That does sound like a very good feed conversion ratio. I'll have to keep better track of how much I end up feeding to the hogs as they grow so that I know my feed conversion numbers more precisely.


----------



## Siryet (Jun 29, 2002)

Just stocked up with 1st 1000lb and it was $.16 per lb, custom mixed, and in bags. I return the bags and pallet each time I pick-up feed.
We try to get 1lb meat per 3lbs of feed conversion rate and most years we do.
Last year I paid $.10 per lb for the same feed. But that was from a friend who had a hog confinement farm (400 sows). He would mix up my feed before he put his "Junk" into the feed for his hogs.
Sad to say he has been forced to quit the large confinement business as his costs have risen to the point where he needs to get at least $70.00 per pig and they are selling for 1/2 that on the open market.(thank you middlemen and Gov't)

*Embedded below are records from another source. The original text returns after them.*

PR #943, opened 2022-07-15
IGNITE-17133 User flow for CLI

Pochatkin:
https://issues.apache.org/jira/browse/IGNITE-17133


modules/cli/src/main/java/org/apache/ignite/cli/call/configuration/JsonString.java
```diff
@@ -0,0 +1,37 @@
...
+package org.apache.ignite.cli.call.configuration;
+
+/**
+ * Wrapper class for String instance with Json content.
+ */
+public class JsonString {
+    private final String value;
+
+    private JsonString(String value) {
+        this.value = value;
```
PakhomovAlexander, line 27: Should the value be validated? I think it might be helpful.

modules/cli/src/main/java/org/apache/ignite/cli/core/flow/builder/FlowBuilderImpl.java
```diff
@@ -0,0 +1,126 @@
...
+    }
+
+    /**
+     * Constructor.
+     *
+     * @param flow flow instance.
+     * @param exceptionHandlers exception handlers.
+     * @param decoratorRegistry decorator registry.
+     */
+    public FlowBuilderImpl(Flow<I, O> flow, ExceptionHandlers exceptionHandlers, DecoratorRegistry decoratorRegistry) {
```
PakhomovAlexander, line 58: Don't think it should be public.

modules/cli/src/main/java/org/apache/ignite/cli/core/flow/builder/FlowBuilderImpl.java
```diff
@@ -0,0 +1,126 @@
...
+        this.flow = flow;
+        this.exceptionHandlers.addExceptionHandlers(exceptionHandlers);
+        this.decoratorRegistry.addAll(decoratorRegistry);
+    }
+
+    @Override
+    public <OT> FlowBuilder<I, OT> appendFlow(Flow<O, OT> flow) {
```
PakhomovAlexander, line 65: I think `then` here is more consistent name. Looking at the next method it is logical to have `then` and `ifThen` instead of `appendFlow` and `ifThen`.

modules/cli/src/test/java/org/apache/ignite/cli/commands/flow/FlowTest.java
```diff
@@ -0,0 +1,98 @@
...
+                        List.of(new QuestionAnswer<>("yes"::equals, (a, i) -> Integer.parseInt(i) * 2),
+                                new QuestionAnswer<>("no"::equals, (a, i) -> Integer.parseInt(i))))
+                .ifThen(num -> num == 1, Flows.fromCall(new IntCall(), IntCallInput::new))
+                .ifThen(num -> num > 1, Flows.fromCall(new StrCall(), integer -> new StrCallInput(String.valueOf(integer))))
+                .build();
+
+
+        bindAnswers("yes", "yes");
+        Flowable<Integer> call = flow.call(Flowable.empty());
+        Assertions.assertEquals(2, call.value());
```
PakhomovAlexander, line 92: As far as I understood, the result has to be 4.

PakhomovAlexander (changes requested):

modules/cli/src/test/java/org/apache/ignite/cli/commands/flow/FlowTest.java
Pochatkin: The first yes gives you the number 1, and the second yes multiplies it by 2. 1 * 2 = 2. Why 4?

modules/cli/src/main/java/org/apache/ignite/cli/commands/questions/ConnectToClusterQuestion.java
```diff
@@ -0,0 +1,74 @@
...
+                        .build())
+                .then(prevUrl -> Flowable.success(clusterUrlOrSessionNode(clusterUrl)));
+    }
+
+    private String clusterUrlOrSessionNode(String clusterUrl) {
+        return clusterUrl != null ? clusterUrl : session.nodeUrl();
+    }
+}
+
+
```
SammyVimes, line 74: Odd newline

modules/cli/src/main/java/org/apache/ignite/cli/core/repl/context/CommandLineContextProvider.java
```diff
@@ -0,0 +1,52 @@
...
+
+import java.io.PrintWriter;
+import picocli.CommandLine;
+
+/**
+ * Provider of {@link CommandLineContext}.
+ */
+public class CommandLineContextProvider {
+
+    private static volatile CommandLine cmd;
```
SammyVimes, line 28: I wonder if having a static context can somehow mess up tests

modules/cli/src/main/java/org/apache/ignite/cli/core/flow/question/QuestionAskerFactory.java
```diff
@@ -0,0 +1,33 @@
...
+ * limitations under the License.
+ */
+
+package org.apache.ignite.cli.core.flow.question;
+
+/**
+ * Factory of {@link QuestionAsker}.
+ */
+public class QuestionAskerFactory {
+    private static volatile QuestionWriterReader questionWriterReader;
```
SammyVimes, line 24: Static context isn't very good for tests I think

SammyVimes (changes requested):
Ok overall, just a couple of questions

modules/cli/src/main/java/org/apache/ignite/cli/core/repl/context/CommandLineContextProvider.java
Pochatkin: Yeah, I agree with you, but I specially leave it here as tech debt. I will add link to ticket for with this debt, are you against it?

modules/cli/src/main/java/org/apache/ignite/cli/core/flow/question/QuestionAskerFactory.java
Pochatkin: Also as above

modules/cli/src/main/java/org/apache/ignite/cli/core/repl/context/CommandLineContextProvider.java
SammyVimes: It's fine with me

Pochatkin: Ok, cool. Added link to issue

SammyVimes (approved):
LGTM

PR #944, opened 2022-07-15
IGNITE-16870 Extend Schema with ability to specify function as default value generator

korlov42:


modules/api/src/main/java/org/apache/ignite/schema/definition/DefaultValueDefinition.java
```diff
@@ -0,0 +1,110 @@
...
+ * Definition of value provider to use as default.
+ */
+@SuppressWarnings("PublicInnerClass")
+public class DefaultValueDefinition {
+    /**
+     * Defines value provider as functional provider.
+     *
+     * @param name Name of the function to invoke to generate the value
+     * @return Default value definition.
+     * @see DefaultValueGenerators
```
ygerzhedovich, line 32:
```suggestion
     * @see DefaultValueGenerator
```

ygerzhedovich: also DefaultValueGenerator is internal

modules/schema/src/main/java/org/apache/ignite/internal/schema/Column.java
```diff
@@ -30,7 +29,7 @@
  */
 public class Column {
     /** Default "default value supplier". */
-    private static final Supplier<Object> NULL_SUPPLIER = () -> null;
+    private static final DefaultValueProvider NULL_SUPPLIER = DefaultValueProvider.constantProvider(null);
```
ygerzhedovich, line 32: Could we add 'nullProvider' into DefaultValueProvider? I think it common case and we could save a memory.

modules/api/src/main/java/org/apache/ignite/schema/definition/ColumnDefinition.java
```diff
@@ -43,10 +43,9 @@ public interface ColumnDefinition {
...
     /**
-     * Returns column default value expression.
+     * Returns default value definition.
      *
-     * @return Default column value expression.
+     * @return Default value definition.
      */
-    //TODO: IGNITE-14479: Rename to defaultValueExpr or allow constants? How to distinct expression from string constant???
-    Object defaultValue();
+    DefaultValueDefinition defaultValueDefinition();
```
ygerzhedovich, line 50:
```suggestion
<T extends DefaultValueDefinition> T defaultValueDefinition();
```

WDYT, will be better to use such approach here?

modules/schema/src/main/java/org/apache/ignite/internal/schema/definition/builder/ColumnDefinitionBuilderImpl.java
```diff
@@ -78,6 +79,9 @@ public ColumnDefinitionBuilderImpl withHints(Map<String, String> hints) {
     /** {@inheritDoc} */
     @Override
     public ColumnDefinition build() {
-        return new ColumnDefinitionImpl(colName, colType, nullable, defValExpr);
+        var defaultSupp = defValExpr == null
```
ygerzhedovich, line 82: should we assert that nullable false for defValExpr = null?
May be need distinguish explicit and implicit null for the case

modules/schema/src/test/java/org/apache/ignite/internal/schema/configuration/SchemaConfigurationConverterTest.java
```diff
@@ -332,32 +345,11 @@ private static Iterable<DefaultValueArg> generateTestArguments() {
...
-
                 paramList.add(
                         new DefaultValueArg(specToType(entry.getKey()), adjust(defaultValue))
                 );
             }
         }
         return paramList;
     }
-
-    // TODO: IGNITE-17370 remove this
```
ygerzhedovich, line 347: should we close IGNITE-17370 at all?

modules/schema/src/main/java/org/apache/ignite/internal/schema/Column.java
```diff
@@ -80,15 +79,15 @@ public Column(
...
      * @param nullable  If {@code false}, null values will not be allowed for this column.
-     * @param defValSup Default value supplier.
+     * @param defaultValueProvider Default value supplier.
      */
     public Column(
             String name,
             NativeType type,
             boolean nullable,
-            @NotNull Supplier<Object> defValSup
+            @NotNull DefaultValueProvider defaultValueProvider
```
AMashenkov, line 88:
```suggestion
            DefaultValueProvider defaultValueProvider
```

modules/schema/src/main/java/org/apache/ignite/internal/schema/Column.java
```diff
@@ -115,16 +114,16 @@ public Column(
...
-     * @param defValSup   Default value supplier.
+     * @param defaultValueProvider   Default value supplier.
      */
     public Column(
             int columnOrder,
             String name,
             NativeType type,
             boolean nullable,
-            @NotNull Supplier<Object> defValSup
+            @NotNull DefaultValueProvider defaultValueProvider
```
AMashenkov, line 124:
```suggestion
            DefaultValueProvider defaultValueProvider
```

modules/schema/src/main/java/org/apache/ignite/internal/schema/Column.java
```diff
@@ -135,22 +134,22 @@ public Column(
...
+     * @param defaultValueProvider   Default value supplier.
      */
     private Column(
             int schemaIndex,
             int columnOrder,
             String name,
             NativeType type,
             boolean nullable,
-            @NotNull Supplier<Object> defValSup
+            @NotNull DefaultValueProvider defaultValueProvider
```
AMashenkov, line 145:
```suggestion
            DefaultValueProvider defaultValueProvider
```

modules/schema/src/main/java/org/apache/ignite/internal/schema/DefaultValueGenerator.java
```diff
@@ -0,0 +1,60 @@
...
+ */
+public enum DefaultValueGenerator {
+    /** Generator that generates random UUID string. */
+    GEN_RANDOM_UUID("genRandomUuid");
+
+    private final Method method;
+
+    DefaultValueGenerator(String methodName) {
+        try {
+            this.method = DefaultValueGenerator.class.getMethod(methodName);
```
AMashenkov, line 35: Can we use MethodHandle here?
From a performance standpoint, the MethodHandles API can be much faster than the Reflection API since the access checks are made at creation time rather than at execution time.

I think. In case of user-defined function, Reflection API looks preferable due to security reasons.
For standard functions like 'randomUUID' MethodHandle API is acceptable
WDYT?

AMashenkov (approved):

modules/api/src/main/java/org/apache/ignite/configuration/schemas/table/ColumnDefaultConfigurationSchema.java
```diff
@@ -0,0 +1,40 @@
...
+import org.apache.ignite.configuration.annotation.PolymorphicConfig;
+import org.apache.ignite.configuration.annotation.PolymorphicId;
+
+/**
+ * Configuration of default value for table column.
+ */
+@PolymorphicConfig
+public class ColumnDefaultConfigurationSchema {
+    /** Default value is not specified or specified as null explicitly. */
+    public static final String NULL_VALUE_TYPE = "NULL";
```
zstan, line 29: no need public access here

modules/schema/src/main/java/org/apache/ignite/internal/schema/definition/builder/ColumnDefinitionBuilderImpl.java
korlov42: > should we assert that nullable false for defValExpr = null?

I don't think so. `nullable==false && defValExpr==null` means that the user MUST provide value for every such column in insert tuple.

> May be need distinguish explicit and implicit null for the case

Could you please elaborate on why do you think this is important to distinguish between implicit and explicit null?

modules/schema/src/test/java/org/apache/ignite/internal/schema/configuration/SchemaConfigurationConverterTest.java
korlov42: Currently the mentioned issue is still actual in master, hence we need to close this after current patch will be merged to master

modules/schema/src/main/java/org/apache/ignite/internal/schema/definition/builder/ColumnDefinitionBuilderImpl.java
ygerzhedovich: I would say the following situation:
ColumnDefinitionBuilderImpl builder = ......;
builder.asNullable(false);
builder.withDefaultValueExpression(null);

What does it mean? For me it user mistake and we should say about it. But maybe you are right and we just should interpret it as the column value should be define during insert.

modules/api/src/main/java/org/apache/ignite/schema/definition/ColumnDefinition.java
korlov42: Oh, I've got the idea: to avoid manual casting every time. Make sense actually

modules/schema/src/main/java/org/apache/ignite/internal/schema/DefaultValueGenerator.java
ygerzhedovich: It could be different from one JDK to another JDK

modules/api/src/main/java/org/apache/ignite/schema/definition/DefaultValueDefinition.java
korlov42: introduce public enumeration

modules/api/src/main/java/org/apache/ignite/schema/definition/DefaultValueDefinition.java
```diff
@@ -0,0 +1,110 @@
...
+            this.functionName = functionName;
+        }
+
+        /** Returns name of the function to use as value generator. */
+        public String functionName() {
+            return functionName;
+        }
+    }
+
+    /** Defines default value provider as a function call. */
```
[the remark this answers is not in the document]
korlov42: fixed

modules/schema/src/main/java/org/apache/ignite/internal/schema/Column.java
korlov42: done

modules/api/src/main/java/org/apache/ignite/schema/definition/ColumnDefinition.java
korlov42: fixed

modules/schema/src/main/java/org/apache/ignite/internal/schema/definition/builder/ColumnDefinitionBuilderImpl.java
korlov42: This `create table t (c1 int, c2 int not null default null)` is a valid CREATE TABLE statement. Your example is the very same, but via Java API

modules/api/src/main/java/org/apache/ignite/schema/definition/DefaultValueDefinition.java
```diff
@@ -0,0 +1,110 @@
...
+        return new ConstantValue(Objects.requireNonNull(value, "value"));
+    }
+
+    /**
+     * Defines value provider as constant null provider.
+     *
+     * @return Default value definition.
+     */
+    public static DefaultValueDefinition nullValue() {
+        return new DefaultValueDefinition(DefaultValueType.NULL);
```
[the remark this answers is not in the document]
korlov42: fixed

modules/schema/src/main/java/org/apache/ignite/internal/schema/Column.java
korlov42: fixed

modules/schema/src/main/java/org/apache/ignite/internal/schema/Column.java
korlov42: fixed

modules/api/src/main/java/org/apache/ignite/configuration/schemas/table/ColumnDefaultConfigurationSchema.java
korlov42: yep, but it's ok I suppose

ygerzhedovich (approved):

modules/schema/src/main/java/org/apache/ignite/internal/schema/DefaultValueGenerator.java
AMashenkov: The results may depends on security provider. Reflection method will check access rules on each call.

Why don't you use Blackhole to consume the results?
```suggestion
            @Benchmark
    public void methodHandler(Blackhole bh) {
        bh.consume(DefaultValueGenerator.GEN_RANDOM_UUID.nextMethodHandle());
    }
```

korlov42: > The results may depends on security provider. Reflection method will check access rules on each call.

make sense. Fixed

> Why don't you use Blackhole to consume the results?

Because JMH will use blackhole implicitly for returned values

AMashenkov (approved):

zstan (approved):

PR #945, opened 2022-07-16
IGNITE-17328 Introduce implicit transactions from SQL

zstan:


modules/runner/src/integrationTest/java/org/apache/ignite/internal/sql/api/ItSqlAsynchronousApiTest.java
```diff
@@ -173,16 +188,79 @@ public void ddl() throws ExecutionException, InterruptedException {
     public void dml() throws ExecutionException, InterruptedException {
         sql("CREATE TABLE TEST(ID INT PRIMARY KEY, VAL0 INT)");
 
-        IgniteSql sql = CLUSTER_NODES.get(0).sql();
+        IgniteSql sql = igniteSql();
         Session ses = sql.createSession();
 
+        SqlQueryProcessor qryProc = (SqlQueryProcessor) IgniteTestUtils.getFieldValue(sql, IgniteSqlImpl.class, "qryProc");
```
ygerzhedovich, line 194: it's a bit mess, let's introduce separate tests

modules/sql-engine/src/main/java/org/apache/ignite/internal/sql/engine/AsyncSqlCursorImpl.java
```diff
@@ -71,6 +77,10 @@ public CompletionStage<BatchedResult<T>> requestNextAsync(int rows) {
                     t = t.getCause();
                 }
 
+                if (tx != null) {
```
ygerzhedovich, line 80: why we rollback the TX?

zstan: we need to somehow handle tx here, this is exceptionally situation, i agree that probably not in all cases we need rollback, but this need to be discussed somehow and probably under differ issue.

modules/runner/src/integrationTest/java/org/apache/ignite/internal/sql/api/ItSqlAsynchronousApiTest.java
zstan: done

modules/sql-engine/src/main/java/org/apache/ignite/internal/sql/engine/AsyncSqlCursorImpl.java
AMashenkov: What are the cases when transaction must or shouldn't be rolled back?

One the one side. Here, as we already have a cursor, the query is already parsed and mapped to nodes.
So, we can't be sure whether any lock was obtained or not.

On the other side, it is a client API part and server errors are processed on the server-side.
Errors on the client side (e.g. disconnect and marshaller failures) can be handle by the user,
However, I doubt any error is recoverable here and TX will be likely aborted by the user.

modules/runner/src/integrationTest/java/org/apache/ignite/internal/runner/app/client/ItThinClientSqlTest.java
```diff
@@ -121,6 +121,11 @@ void testExecuteAsyncDdlDml() {
             assertThrows(NoRowSetExpectedException.class, insertRes::currentPage);
         }
 
+        Transaction tx = client().transactions().begin();
```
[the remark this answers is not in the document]
zstan: done

modules/runner/src/integrationTest/java/org/apache/ignite/internal/sql/api/ItSqlSynchronousApiTest.java
```diff
@@ -159,10 +167,20 @@ public void dml() {
         IgniteSql sql = igniteSql();
```
korlov42, line 167: Could you please add the following case for both Sync and Async embedded API implementation:
- start explicit transaction
- insert some rows to a table
- rollback transaction
- verify rows were not inserted

korlov42: Oh, I see there is something similar in implicitTransactionsWithDml test. Let's split this onto several smaller tests

modules/sql-engine/src/main/java/org/apache/ignite/internal/sql/engine/SqlQueryProcessor.java
```diff
@@ -366,7 +370,7 @@ public CompletableFuture<Void> closeAsync() {
                     );
                 });
 
-        stage.whenComplete((cur, ex) -> {
+        stage = stage.whenComplete((cur, ex) -> {
```
korlov42, line 373: the idea behind is that you return future with attached cancellation handler to the client. Now you return the future of the handler to the client, and this doesn't make any sense

modules/sql-engine/src/main/java/org/apache/ignite/internal/sql/engine/exec/ExecutionContext.java
```diff
@@ -332,6 +339,18 @@ public interface RunnableX {
         void run() throws Throwable;
     }
 
+    /** Transaction for current context. */
+    public InternalTransaction transaction() {
+        return tx;
+    }
+
+    /** Transaction. */
+    public void transaction(InternalTransaction tx) {
```
korlov42, line 348: do we really need such setter? Looks like it is not used anywhere

modules/sql-engine/src/main/java/org/apache/ignite/internal/sql/engine/exec/ExecutionServiceImpl.java
```diff
@@ -424,7 +436,7 @@ private void onError(RemoteException ex) {
 
         private void onNodeLeft(String nodeId) {
             remoteFragmentInitCompletion.entrySet().stream().filter(e -> nodeId.equals(e.getKey().nodeId()))
-                    .forEach(e -> e.getValue().completeExceptionally(new IgniteInternalException("asddd")));
+                    .forEach(e -> e.getValue().completeExceptionally(new IgniteInternalException("Node left, nodeId=" + nodeId)));
```
korlov42, line 439:
```suggestion
                    .forEach(e -> e.getValue().completeExceptionally(new IgniteInternalException("Node left the cluster [nodeId=" + nodeId + ']')));
```

modules/sql-engine/src/test/java/org/apache/ignite/internal/sql/engine/exec/MockedStructuresTest.java
```diff
@@ -264,6 +273,48 @@ void before() throws Exception {
                 .get(1, TimeUnit.SECONDS);
     }
 
+    /**
+     * Checks inner transactions are initialized correctly.
+     */
+    @Test
+    public void testInnerTxInitiated() throws Exception {
+        SessionId sesId = queryProc.createSession(new PropertiesHolder() {
+            @Override
```
korlov42, line 282: `PropertiesHolder.holderFor(Map.of())`

zstan:
@korlov42 is it ok for now ?

korlov42 (approved):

So he is trying to get down to two to four sows so he can still sell piglets to his loyal five customers of which I am one.


----------



## RedHogs (Jul 7, 2006)

I just order feed today, my feed is down 16 dollars a ton, 170.00 for my base....Thats down from 185 and change...In addition the Route Drivers are now more organized and the fuel surcharge of the past year has been dropped for orders large enough...so thats another 8 dollar a ton reduction.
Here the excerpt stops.